00:27:15.680 It’s crucial to program with idiomatic translations during this mapping phase, which allows for more coherent and robust translations throughout the project.
00:28:13.360 Moreover, our DSL assists us in easily defining rules and generating target syntax for various input language components during translations.
00:28:57.630 Additionally, we utilize a system that simplifies adding support for new languages, allowing efficient adaptation on a structured basis. Our intent is to maintain a flexible architecture that incorporates various programming paradigms.
00:29:44.549 Once the final code generation stage is achieved, we have the option to tweak the process. This flexibility allows for smart engagements with many parts of a translation that need more manual handling, giving us ample opportunities to adjust as needed.
00:30:29.490 We aim to provide many escape hatches in our translation tools, along with a solid foundation to promote easy readjustments, enabling better maintenance and usage of the translated projects.
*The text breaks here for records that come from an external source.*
Issue #1408, opened 2026-08-20
Require at least three unique points to construct a `Ring`


phchavesmaia:
I was recently working on an I/O workflow in which I read a `.geojson` file and computed the lengths of its geometries. I eventually noticed that some of the results looked suspicious. After comparing them with the results from Python, I confirmed that the Julia results were indeed different and exhibited an upward bias.

While investigating the source of the discrepancy, I noticed that some geometries that Python would characterize as `Segment`-equivalent were represented as `Ring`s in Julia. Consider the following example:

```julia
using Meshes

a = Ring(Point(0, 0), Point(1, 1))

measure(a)
```

which returns:

```
2.8284271247461903 m
```

whereas the equivalent `Segment` has a measure of:

```
1.4142135623730951 m
```

The factor of two comes from interpreting the two points as a closed ring, effectively measuring the segment in both directions.

To the best of my knowledge, a `Ring` should require at least three points. I don't see a benefit in allowing two-point rings, and doing so can lead to unexpected results such as the measurement discrepancy above. That said, I may be wrong and this is a feature rather than a bug. I would love to hear what you think about it.

In my particular case, the geometry was constructed through `GeoIO.load`, but I believe the underlying "issue" starts with `Ring` itself accepting only two unique points.
_____
PS.: The main issue in my specific application is that the source data is somewhat messed up. The source data does imply a `Ring` with 2 unique points and I already found out other strange geometries in there. Regardless, I think the discussion remains valid.

juliohm:
I'm far from my computer, but this might be an issue with the geojson
backend in GeoIO.jl. If the Chain is open it should be loaded as a Rope as
opposed to a Ring.

Em qui., 20 de ago. de 2026, 09:50, Pedro H. Chaves Maia <
***@***.***> escreveu:

phchavesmaia:
In my specific case, the original data contain quite a few inconsistencies and do, indeed, imply `Ring(A,B,A)`; hence, I believe `GeoIO.jl` is working as intended. Among these inconsistencies, for example, the data also imply `Segment(A,B,C,B,D)`, which is unusual, to say the least.

Regardless, I think this issue ultimately comes down to a matter of definition: whether allowing `A-B-A` rings is an intended feature or should be considered a bug.

juliohm:
I believe we allowed `Ring`s with just two points to handle these inconsistencies from industry. Sometimes people store "degenerate holes" inside polygons with two points, for example.

[...]

PR #1427, opened 2026-09-03
Adding `Repair(13)` due to unexpected behavior of `Repair(0)` in `Polytope`s

phchavesmaia:
This PR follows up on Issue #1408.

### Example

Consider the following `Rope` (see the corresponding plot in the issue):
```julia
r = Rope([
    Point(632596.1106999982, 7.466356763999997e6),
    Point(632596.9879999992, 7.466353485000003e6),
    Point(632593.2699999996, 7.466351208799998e6),
    Point(632596.9879999992, 7.466353485000003e6),
    Point(632599.0611,       7.4663482532e6),
    Point(632596.9879999992, 7.466353485000003e6),
    Point(632604.8297999997, 7.466354170700002e6),
])
```
Currently, `Repair(0)` removes duplicated vertices directly:
```julia
julia> r |> Repair(0)
Rope
├─ Point(x: 632596.1106999982 m, y: 7.466356763999997e6 m)
├─ Point(x: 632593.2699999996 m, y: 7.466351208799998e6 m)
├─ Point(x: 632599.0611 m, y: 7.4663482532e6 m)
├─ Point(x: 632596.9879999992 m, y: 7.466353485000003e6 m)
└─ Point(x: 632604.8297999997 m, y: 7.466354170700002e6 m)
```
This changes the original geometry by creating connections that were not present in the input.

This PR changes the duplicate-removal logic so that duplicated edges are removed while the valid parts of the original geometry are preserved.

### Discussion

The above behavior results from the current handling of `Polytope`s. Consequently, `Repair(0)` can create new edges not only for `Chain`s, but also for `Polygon`s in general. If we consider this behavior problematic, then the `Repair` algorithm for these geometries should be reconsidered.

Notice that the new algorithm cannot preserve type stability in general (a `Rope` can become a `Multi`, as in the example above). Therefore, overriding the current behavior of `Repair(0)` leads to failures across several parts of Meshes.jl that rely on its existing behavior. For this reason, I propose introducing `Repair(13)` specifically for the removal of duplicated edges.   

### Result

With the proposed changes:
```julia
julia> r |> Repair(13)
Multi(3×Chain)
├─ Rope((x: 6.32596e5 m, y: 7.46636e6 m), (x: 632597.0 m, y: 7.46635e6 m), (x: 6.32593e5 m, y: 7.46635e6 m))
├─ Segment((x: 632597.0 m, y: 7.46635e6 m), (x: 6.32599e5 m, y: 7.46635e6 m))
└─ Segment((x: 632597.0 m, y: 7.46635e6 m), (x: 6.32605e5 m, y: 7.46635e6 m))
```
Hence, the repaired result preserves the geometry encoded by the raw data while removing duplicated edge information.

### DIFF
--- a/src/transforms/repair.jl
+++ b/src/transforms/repair.jl
@@ -297,7 +297,7 @@ function apply(::Repair{13}, g::PolyArea)
 
   outer = first(repaired)
 
-  # Polygon collapsed to a lower-dimensional geometry
+  # polygon collapsed to a lower-dimensional geometry
   outer isa Ring || return outer, nothing
 
   validholes = filter(r -> r isa Ring, repaired[2:end])
--- a/src/transforms/repair.jl
+++ b/src/transforms/repair.jl
@@ -22,6 +22,7 @@ Perform repairing operation with code `K`.
 - K = 10: outer rings of polygon are expanded
 - K = 11: rings of polygon are coherently oriented
 - K = 12: degenerate rings of polygon are removed
+- K = 13: duplicate edges of chains and polygons are removed (no type stability guarantee)
 
 ## Examples
 
@@ -39,97 +40,6 @@ Repair(K) = Repair{K}()
 # --------------
 
 apply(::Repair{0}, geom::Polytope) = unique(geom), nothing
-
-function apply(::Repair{0}, g::Chain)
-  verts = vertices(g)
-
-  # tuple of already seen edges (a, b) where a < b
-  seen = Set{Tuple{eltype(verts),eltype(verts)}}()
-  # already costructed chain parts
-  parts = Vector{eltype(verts)}[]
-  # currently working chain part
-  current = [first(verts)]
-
-  for i in 1:(length(verts) - 1)
-    a = verts[i]
-    b = verts[i + 1]
-
-    # create a key for the edge that is independent of the order of vertices
-    key = isless(a, b) ? (a, b) : (b, a)
-
-    # if the edge has already been seen, we close the current part and start a new one
-    if key in seen
-      length(current) >= 2 && push!(parts, current)
-      current = [b]
-      # if the edge is new, we add it to the seen set and continue building the current part
-    else
-      push!(seen, key)
-      push!(current, b)
-    end
-  end
-
-  # if the last part has at least two vertices, we add it to the parts
-  length(current) >= 2 && push!(parts, current)
-
-  # construct geometries from the parts
-  geoms = map(parts) do verts
-    if length(verts) == 2
-      Segment(verts...)
-    elseif first(verts) == last(verts)
-      Ring(verts[1:(end - 1)])
-    else
-      Rope(verts)
-    end
-  end
-
-  maybemulti(geoms), nothing
-end
-
-function apply(::Repair{0}, g::PolyArea)
-  repaired = map(rings(g)) do ring
-    first(apply(Repair(0), ring))
-  end
-
-  outer = first(repaired)
-
-  # Polygon collapsed to a lower-dimensional geometry
-  outer isa Ring || return outer, nothing
-
-  validholes = filter(r -> r isa Ring, repaired[2:end])
-
-  PolyArea(outer, validholes), nothing
-end
-
-function apply(::Repair{0}, g::Ngon)
-  repaired = first(apply(Repair(0), Ring(vertices(g))))
-
-  repaired isa Ring || return repaired
-
-  Ngon(vertices(repaired)...)
-end
-
-function _flatten!(out, geom)
-    if geom isa Multi
-        for g in parent(geom)
-            _flatten!(out, g)
-        end
-    else
-        push!(out, geom)
-    end
-end
-
-function apply(::Repair{0}, g::Multi)
-  repaired = map(parent(g)) do geom
-    first(apply(Repair(0), geom))
-  end
-
-  flattened = Vector{eltype(repaired)}()
-  for geom in repaired
-    _flatten!(flattened, geom)
-  end
-  
-  maybemulti(unique(flattened)), nothing
-end
 
 function apply(::Repair{0}, mesh::Mesh)
   # retrieve vertices and connectivities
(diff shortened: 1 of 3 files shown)


juliohm:
@phchavesmaia I understand that the ultimate goal is to convert a rope/ring with duplicated segments into a `Multi`-`Segment` with unique entries. Is that understanding accurate? We could define a type-stable `Repair(13)` operation that collects these unique segments, where segment (A, B) and segment (C, D) are unique iff (A==C && B==D) || (A==D && B==C).

phchavesmaia:
> @phchavesmaia I understand that the ultimate goal is to convert a rope/ring with duplicated segments into a `Multi`-`Segment` with unique entries. Is that understanding accurate? We could define a type-stable `Repair(13)` operation that collects these unique segments, where segment (A, B) and segment (C, D) are unique iff (A==C && B==D) || (A==D && B==C).

Yes, @juliohm , that's pretty much the idea here. In fact, the algorithm for the `Chain` case does exactly it, whereas the other methods are mostly an application of the first one.

The thing about type-stability comes to more edge cases. A `Ring` with two vertices, for example, is reduced to a `Segment`. We could keep it as a `Ring`, but I think that would defeat the purpose.

This `Repair` option, more broadly, remove duplicated segments so that a misspecified geometry can be either expanded or reduced. A`Multi` with overlapping geometries, for example, can become a `Rope` as well.

juliohm:
> The thing about type-stability comes to more edge cases. A `Ring` with two vertices, for example, is reduced to a `Segment`. We could keep it as a `Ring`, but I think that would defeat the purpose.

The `Ring` with two vertices becoming a single `Segment` is the expected result of the operation that we are defining, right? We could approach this problem by first improving the `maybemulti` utility with additional heuristics to glue segments together. The type instability could be handled over there. What do you think? Adding these heuristics to `maybemulti` would also improve some of the recent intersection results.

We need to be careful to add heuristics that are general enough. Different applications might require different "glueing" steps, and the `Repair` and intersection routines should not be application-dependent.

phchavesmaia:
I have been thinking about this, but before we start writing the implementation, I think it is important to agree on the expected behavior of these functions. To me, the following separation of responsibilities makes intuitive sense:

1. `Repair(13)` collects the unique segments of a geometry, i.e., deduplicates its segments, and returns them as a `Multi` (thus preserving type stability);
2. `glue` is a new function that glues a collection of segments according to a parsimonious, application-agnostic heuristic; and
3. `maybemulti` determines whether the resulting collection should be returned as a single geometry or as a `Multi`.

At first, `glue` would only need to operate on segments and reconstruct `Chain`s, since more complex geometries can later be built from these primitives. With this separation, `Repair(13)` remains a relatively simple and type-stable operation, while the topology-dependent reconstruction is handled explicitly by `glue`.

For `glue`, I think we can interpret the collection of segments as an undirected graph. Each vertex has an adjacency degree, allowing us to classify it as a terminal vertex (degree 1), an internal vertex (degree 2), or a branching vertex (degree > 2). We can then construct maximal chains by starting from each unvisited non-internal vertex and following adjacent segments through degree-2 vertices until another terminal or branching vertex is reached. At branching vertices, the chain is terminated rather than trying to infer which outgoing segments should be connected, since such a choice would introduce application-specific assumptions.

After all paths involving non-internal vertices have been visited, any remaining segments must belong to components in which every vertex has degree 2. These components can then be traversed separately and reconstructed as `Ring`s.

One issue is determinism. I don't think the same collection of segments should produce different geometries simply because the input segments were provided in a different order. We can avoid this by assigning each segment a canonical key based on its ordered endpoints and sorting the segments before constructing the adjacency dictionary. We should also process the non-internal starting vertices in a canonical order. This gives us deterministic choices for both the order and orientation of the resulting chains without introducing application-specific gluing rules.

The resulting algorithm therefore has roughly three phases: sorting the segments and building the adjacency dictionary, traversing maximal paths from non-internal vertices, and finally traversing the remaining cyclic components. Although this requires multiple passes over the segments, I don't think this is necessarily problematic: after sorting, the graph construction and traversal themselves should be close to linear, with each segment visited only a small number of times.

This also keeps the intended workflow quite explicit:

`Chain |> Repair(13) |> glue |> maybemulti`

Importantly, `glue` would assume that duplicate segments have already been removed. Otherwise duplicated edges would artificially change the adjacency degree of their endpoints and interfere with the graph-based heuristic. 

It is also important to note that I expect both `glue` and `maybemulti` to be type-unstable in the strict sense. `maybemulti` always returns a concrete geometry at runtime, but its return type depends on the contents of the input collection: it may return either its single element or a `Multi`. Therefore, the compiler cannot generally determine its return type in advance, causing it to fail `@inferred`.

`glue` has a slightly different issue. A single call may produce different kinds of `Chain`s simultaneously so its natural output would be an abstract `Chain{M,C}[]` collection. In this case, the heterogeneity is intrinsic to the operation rather than simply a consequence of choosing between alternative concrete return types.

What do you think about this strategy?

phchavesmaia:
I wrote a version following the principles stated in the previous comment so we can have something more concrete to discuss about. I also tried solving my constant formatting problems by passing the "format" function on the whole project, but it was to no avail.

JoshuaLampert:
> I also tried solving my constant formatting problems by passing the "format" function on the whole project, but it was to no avail.

For the formatting make sure you are using JuliaFormatter.jl v1.0.62 instead of the latest version since this is the one used by Meshes.jl. Especially, do not format using VS Code since it uses a newer JuliaFormatter.jl version, which formats differently.
We should maybe move to JuliaFormatter.jl v2, especially since VS Code uses this nowadays.
Edit: I created #1430 to switch to v2.

phchavesmaia:
> > I also tried solving my constant formatting problems by passing the "format" function on the whole project, but it was to no avail.
> 
> For the formatting make sure you are using JuliaFormatter.jl v1.0.62 instead of the latest version since this is the one used by Meshes.jl. Especially, do not format using VS Code since it uses a newer JuliaFormatter.jl version, which formats differently. We should maybe move to JuliaFormatter.jl v2, especially since VS Code uses this nowadays. Edit: I created #1430 to switch to v2.

Many thanks, @JoshuaLampert !

juliohm:
Hi @phchavesmaia , sorry for the delayed response. I am switching between different projects and finally got some time to read your answer in detail.

I really like the proposed encapsulation with three clear operations `Repair(13)`, `glue` and `maybemulti`. If you could prepare a separate PR for each operation, that would really help 🙂 

Maybe we could start with `maybemulti`? What exactly do we need to change to achieve the ultimate goal?

phchavesmaia:
Great! I think `maybemulti` is in a good place now, and I don't see a need for any further changes. It does what it's supposed to do.

I'll open a PR with the glue proposal.

PR #1428, opened 2026-09-05
Add conversion between azimuths and tangent vectors

jitendravjh:
Follow up to #1426, adds the conversion between azimuths and tangent vectors.

```julia
geodesictangent(p, ϕ)   # unit vector tangent at p along azimuth ϕ
geodesicazimuth(p, v)   # azimuth of v at p
```

This is just the local east/north frame at `p`, so there is no new numerics here. The vector comes back with norm 1 m, the same as `normal` does, and any part of `v` along the normal of the ellipsoid gets ignored.

I checked the tangent against the exact derivative of `geodesicfwd` using autodiff, worst case 2.3e-14 deg, and the round trip is 2.8e-14 deg over 51840 cases. No allocations.

One thing to know, at the poles the frame depends on the stored longitude, so ϕ is relative to that there.

### DIFF
--- a/docs/src/geodesics.md
+++ b/docs/src/geodesics.md
@@ -13,6 +13,8 @@ ellipsoid attached to the datum of the coordinates.
 ```@docs
 geodesicfwd
 geodesicbwd
+geodesictangent
+geodesicazimuth
 ```
 
 The direct problem walks a given length along a given azimuth. Plain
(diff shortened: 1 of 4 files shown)


juliohm (approved):
I lack words to describe how good and clean these contributions are. Thank you! ❤️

00:31:20.150 As a result, our goal remains to translate Ruby elegantly into idiomatic Nim while preserving the beauty and functionality inherent to Ruby.
00:32:01.370 Throughout our experimentation, we found it important to manage translations effectively, all while striving to minimize dynamic aspects. This involves closely analyzing different function behaviors to ensure accuracy and efficiency.
00:32:51.890 The final takeaway is our future direction; we aim to expand translation to other languages based on community feedback. We hope for active participation in feedback as we strive to make this project more robust and widely applicable.
00:33:46.720 As we progress, we remain open to suggestions about the next projects suitable for translation, considering both community interest and feasibility. Thank you for your attention.
00:34:42.090 If anyone is curious about our project or wants to discuss anything further, please find us after the talk. Thank you!